Having lots of common sense is typically a good thing. There’s a reason people say to go with your gut – it’s usually right!

However, when developing complex systems, the obvious solution can have some very hard to predict side effects if the process you’re altering is sufficiently interconnected. It’s possible some of these side effects are good, but considering they’re unexpected, it’s far more likely that they are deleterious. Even if they are good, it’s equally important to know that they’re happening and why they’re happening. Hopefully, if you find yourself in this situation, you are in a data-driven organization with appropriate instrumentation in place that can measure any of these effects and provide a path for a RCA if any outcomes are particularly nasty. If not, you’re effectively “flying blind”.


Case Study

Let’s take a look at a simple case where the solution we implemented was just common sense, but the result we got was wildly different than our expectations.

Goal

Our goal was to implement a splash screen where users can confirm their audio and video is working correctly prior to joining a video call with one of our agents. Previously, users would click a link to join a video call and just be thrown directly into the call, and we knew some calls had bad outcomes due to issues on the call. This just makes sense as a feature – we already knew that some members thrash because of bad settings, so let’s implement a screen to fix it.

Hypothesis

Because we’re data-driven and run experimentation around these types of new features, the first step was to build a measurable hypothesis. Ours was decently complicated and touched a lot of different factors, but it boils down to this:

Pre-flight video and audio checks will increase the number of successful video calls by X%.

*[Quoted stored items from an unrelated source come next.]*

Issue #149, opened 2018-09-03
Pre-compilation failure on Windows


omus:
Reported by [Vadim on Slack](https://julialang.slack.com/archives/C6A044SQH/p1535980554000100):

> I'm trying to compile a sysimage on Windows and fail on TimeZones. I’ve traced it down to Sys.__init__ in Compat.jl - https://github.com/JuliaLang/Compat.jl/blob/master/src/Compat.jl#L439 and the failing line in TimeZones is https://github.com/JuliaTime/TimeZones.jl/blob/master/src/tzdata/archive.jl#L3.
>
>Basically, Compat.Sys doesn’t define BINDIR during precompile, but TimeZones wants Sys.BINDIR during precompile on Windows. I’m on Julia 0.6.4

PR #150, opened 2018-09-03
#149 - Fix precompilation failure on Windows

dm3:
Not sure about the correct Julia placement of the __init__ function. Probably OK to keep at the top of the file.

### DIFF
--- a/src/tzdata/archive.jl
+++ b/src/tzdata/archive.jl
@@ -1,7 +1,9 @@
 import Compat: @static, Sys, devnull
 
-if Sys.iswindows()
-    const exe7z = joinpath(Sys.BINDIR, "7z.exe")
+function __init__()
+    if Sys.iswindows()
+        const exe7z = joinpath(Sys.BINDIR, "7z.exe")
+    end
 end
 
 """


omus:
Thanks for the PR

src/tzdata/archive.jl
```diff
@@ -1,7 +1,9 @@
 import Compat: @static, Sys, devnull
 
-if Sys.iswindows()
-    const exe7z = joinpath(Sys.BINDIR, "7z.exe")
+function __init__()
+    if Sys.iswindows()
+        const exe7z = joinpath(Sys.BINDIR, "7z.exe")
```
omus: `const` only makes sense in the global scope currently. Also we need this variable available as a global so this should just be changed to `global`

src/tzdata/archive.jl
```diff
@@ -1,7 +1,9 @@
 import Compat: @static, Sys, devnull
 
-if Sys.iswindows()
-    const exe7z = joinpath(Sys.BINDIR, "7z.exe")
+function __init__()
```
omus: I suspect multiple `__init__` functions per module won't work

We already had a lot of instrumentation in place around this new feature since it’s a direct 1-1 touchpoint between our employees and customers, so failure is something we want to address early. In addition, we put in an incremental rollout strategy to limit any possible effects to our customers. This way, we can start with 5% of the population using the new feature, and once we’ve verified it’s working, move to 25%, 50%, 75%, and finally a full rollout.

Result

We saw a marked decrease in the number of successful completed video calls and a marked increase in the number of “no shows” on the calls.

What we think happened is the new feature takes time. Sometimes, a LOT of time.

It seems quite obvious that the feature would take some amount of time, but what matters in this case is that we’re optimizing essentially two things: increasing successful video call completions AND decreasing employee time spent in a call with a customer (notice our hypothesis failed to include this). Since our previous flow essentially takes no time, we never really considered what effects that might have. And since we’re trying to minimize the amount of time employees spend in the call, if they get into one and have to wait 5 minutes on a customer to complete their pre-checks, they’ll just mark them a “no show” and move on.

A small portion of the no shows are probably true abandonments – i.e. getting frustrated or confused by the new flow and leaving before ever attempting to join the call proper.

Takeaways

Turns out our min/maxing exercise was at odds with each other. Luckily, as I said before, we had proper instrumentation, monitoring, and a proper incremental rollout plan in place to identify this trend and turn the feature off before it could have a larger impact on our customer base.

Moral of the story: measure, measure, measure! Run experiments, but don’t be afraid of the results. Design feature flagging into your code and have a robust rollout / rollback strategy that accounts for all contingencies.

That’s all for now. Thanks for reading!